INTRIK.ID, PANGKALPINANG – Pemerintah Kota Pangkalpinang berkomitmen melakukan penyesuaian anggaran secara bertahap setelah hasil asistensi fiskal menunjukkan alokasi Belanja Infrastruktur Pelayanan Publik (BIPP) masih berada di bawah ketentuan pemerintah pusat.
Hal itu disampaikan Wali Kota Pangkalpinang, Prof. Saparudin, usai memimpin Rapat Asistensi Daerah di Smart Room Center (SRC) Kantor Wali Kota Pangkalpinang.

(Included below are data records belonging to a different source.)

PR #6633, opened 2022-09-22
always run all prototype tests in CI

pmeier:
In #6587 we decided to split the transforms tests into three CI steps. This makes it easier to find failing tests, but has one glaring downside that we missed: if the first step fails, the other steps aren't run at all. Imagine the CI is toasted for some external reason and now it won't run the tests your PR touches.

This PR refines the step triggers to run even if the previous tests failed.


.github/workflows/prototype-tests.yml
```diff
@@ -40,13 +40,18 @@ jobs:
         run: pip install --progress-bar=off pytest pytest-mock
 
       - name: Run prototype datasets tests
+        id: datasets
         shell: bash
         run: pytest --durations=20 test/test_prototype_datasets*.py
 
       - name: Run prototype transforms tests
+        id: transforms
+        if: ${{ success() || steps.datasets.conclusion == 'failure' }}
```
pmeier, line 49: We cannot use

```suggestion
        if: always()
```

here for two reasons:

1. [`always()`](https://docs.github.com/en/actions/learn-github-actions/expressions#always) is true even if the workflow is cancelled. Meaning we can't the tests through the UI.
2. We only want to run the tests if the previous tests failed not for example the setup.

YosuaMichael: Hi @pmeier a noob question here, what is the reason we only want to run the test if the previous test failed?
Can't we do something like:
```
if: success() || failure()
```
(I get this from https://stackoverflow.com/questions/58858429/how-to-run-a-github-actions-step-even-if-the-previous-step-fails-while-still-f )

pmeier: `failure()` will be true if *any* step has failed. Imagine installing `torchvision` failed for some reason. If we use `failure()` the tests will now also be run and obviously fail. This is somewhat a waste of CI resources and also gives a false signal that there is also a problem with the tests (the step will be marked as failure rather than as skipped) although that is impossible to say.

NicolasHug (approved):
No opinion from my side, accepting to unblock (let's just make sure this is fine with @YosuaMichael  as well before merging)

As a side Q:

> In https://github.com/pytorch/vision/pull/6587 we decided to split the transforms tests into three CI steps. This makes it easier to find failing tests

Is there a way to tell GA to report the failing tests separately, something like what CircleCI does with a [dedicated "failing tests" tab](https://app.circleci.com/pipelines/github/pytorch/vision/20478/workflows/b888c7cc-3a5c-4bb0-a0c4-4a0b6d4c8704/jobs/1665997/tests) ?

.github/workflows/prototype-tests.yml
```diff
@@ -40,13 +40,18 @@ jobs:
...
         shell: bash
         run: pytest --durations=20 test/test_prototype_transforms*.py
 
       - name: Run prototype models tests
+        if: ${{ success() || steps.datasets.conclusion == 'failure' || steps.transforms.conclusion == 'failure' }}
```
YosuaMichael, line 54: @pmeier If I understand correctly, since we have:
```
if: ${{ success() || steps.datasets.conclusion == 'failure' }}
```
on the transforms test, therefore it will not be skipped and will have state of either `success` or `failure`.

In this case, I think we dont need `steps.datasets.conclusion == 'failure'` conditions here since it is kinda redundant. I might be wrong on this though, could you confirm this @pmeier ?

.github/workflows/prototype-tests.yml
YosuaMichael: I see, yeah I agree that it will give a wrong signal to the test which is not desired. Thanks for the explanation!

.github/workflows/prototype-tests.yml
pmeier: > therefore it will not be skipped and will have state of either `success` or `failure`.

`failure` is not concrete enough. It will not be skipped in case of failure of the datasets tests. If the failure happens in any other step, e.g. `torchvision` installation, the step will be skipped.

> In this case, I think we dont need `steps.datasets.conclusion == 'failure'` conditions here since it is kinda redundant.

They are not redundant. If we leave them out, we are left with `if: success()` which is the default behavior if you don't define `if:` at all. Meaning, the step will only be run if *all* previous steps have succeeded. 

We need this step to run if *all setup steps* (everything before the first test step) have succeeded, regardless of the state of the datasets tests. IMO `success() || steps.datasets.conclusion == 'failure'` is shortest expression that gets us this behavior, but if you can find a better one, I'm all ears.

NicolasHug, line 54: > They are not redundant. If we leave them out, we are left with if: success() which is the default behavior if you don't define if: at all. Meaning, the step will only be run if all previous steps have succeeded.

I don't think @YosuaMichael  is suggesting to remove all `XYZ == 'failure'` checks. From what I understand I think he's suggesting the  following change only at this specific line (which I agree seems like it should work):

 ```suggestion
         if: ${{ success() || steps.transforms.conclusion == 'failure' }}
```

Comment (NicolasHug) [reply .github/workflows/prototype-tests.yml:54]: Although I guess that

`success() || steps.transforms.conclusion == 'failure'`

will evaluate to False if `transforms` passed but `datasets` failed...? In which case I agree we need the long form.

Comment (pmeier) [reply .github/workflows/prototype-tests.yml:54]: What if `steps.datasets.conclusion == 'failure'` and `steps.transforms.conclusion == 'success'`? `success()` will be `false` since we have at least one failure. 

In this case `success() || steps.transforms.conclusion == 'failure'` boils down to `false || false` -> `false` and the step is not run. 

With my version we get `false || true || false` -> `true` and the step will be run.

In general we need an expression that makes sure that the setup has succeeded. This is achieved by checking `success()` or failure of any of the steps afterwards. 

Branching is a pain in CI in general, but I think with these three conditions it is somewhat tolerable. Given that this sparked quite a bit of confusion maybe we can refactor this a little. I see two options there:

1. Change the condition to `if: steps.$LAST_SETUP_STEP.conclusion == 'success'`.
2. Add a another dummy step after the setup that we can check for success

From these two I like 2. better since then we only need to remember to keep it as a last step of the setup but can do whatever we want before it.

**Comment by pmeier** [comment]
> Is there a way to tell GA to report the failing tests separately, something like what CircleCI does with a [dedicated "failing tests" tab](https://app.circleci.com/pipelines/github/pytorch/vision/20478/workflows/b888c7cc-3a5c-4bb0-a0c4-4a0b6d4c8704/jobs/1665997/tests) ?

I wondered this myself a few months back and I found three possible options:

1. https://github.com/dorny/test-reporter
2. https://github.com/EnricoMi/publish-unit-test-result-action
3. https://github.com/mikepenz/action-junit-report

Unfortunately all of these options were not exactly what I was looking for. Either they had no real `pytest` support, i.e. the output looked quite weird for what we want, or they added quite a bit of noise that we also don't want. 

I tried to implement [my own solution](https://github.com/pmeier/pytest-summary-gha) until I realized that I can only use container actions when running on `ubuntu`. For cross-platform support the action needs to be written in JS, but my skills with that are not good enough to get to a usable state in my limited free time. If you want this, I would be happy to pick it up though during work :innocent:

File: .github/workflows/prototype-tests.yml (hunk 2 above)
Comment (pmeier) [reply .github/workflows/prototype-tests.yml]: I've implemented your suggestion in 89f83067817f454bb5a7b919d38f8661ca23de20: https://github.com/pytorch/vision/actions/runs/3112539248/jobs/5046070450 prototype tests are skipped although they should be run.

Comment (pmeier) [reply .github/workflows/prototype-tests.yml]: I went for 2. in 7a9eb1a00a35a19ff82606c8130222cf61d9cdbe and it works out well. There is an outage on the datasets tests, but the others are still run

**Comment by pmeier** [comment]
It seems `if: steps.setup.conclusion == 'success'` is not sufficient if there is an failure earlier even if the condition is otherwise `true`. Thus, I went with `success() || ( failure() && steps.setup.conclusion == 'success' )` which seems to do the job.

A little more complex than I had hoped before, but avoid the condition chain for multiple steps and thus should still be easier than the initial proposal. LMK what you think.

File: .github/workflows/prototype-tests.yml (hunk 2 above)
Comment (YosuaMichael) [reply .github/workflows/prototype-tests.yml]: Sorry, was otw to the office just now. Yeah, what I meant is like what @NicolasHug suggest, and from @pmeier explanation I can understand why, thanks for that.

I also saw your changes now using:
```
success() || ( failure() && steps.setup.conclusion == 'success' )
```

I think this is good (and avoid chaining)! Thanks for this!

YosuaMichael (approved):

Berdasarkan hasil evaluasi, alokasi BIPP Kota Pangkalpinang baru mencapai 23,8 persen, sementara ketentuan dalam Undang-Undang Hubungan Keuangan antara Pemerintah Pusat dan Pemerintahan Daerah (HKPD) mengharuskan minimal 40 persen.
Saparudin mengakui masih terdapat sejumlah indikator yang harus diperbaiki. Namun menurutnya, kepatuhan terhadap ketentuan tersebut tidak dapat dilakukan secara instan mengingat kondisi fiskal daerah yang sedang mengalami tekanan.
“Kami akan melakukan kepatuhan secara bertahap. Tentunya harus disesuaikan dengan kemampuan keuangan daerah saat ini,” kata Saparudin.
Menurut dia, hilangnya dana transfer pusat sekitar Rp200 miliar membuat pemerintah daerah harus melakukan penyesuaian besar terhadap postur APBD 2026.
Meski demikian, Pemkot Pangkalpinang tetap berkomitmen meningkatkan porsi belanja pembangunan secara bertahap agar pelayanan publik dapat terus ditingkatkan.
“Kami memahami pentingnya infrastruktur pelayanan publik. Karena itu seluruh OPD diminta melakukan penyesuaian dan efisiensi agar ruang fiskal pembangunan bisa semakin besar,” ujarnya.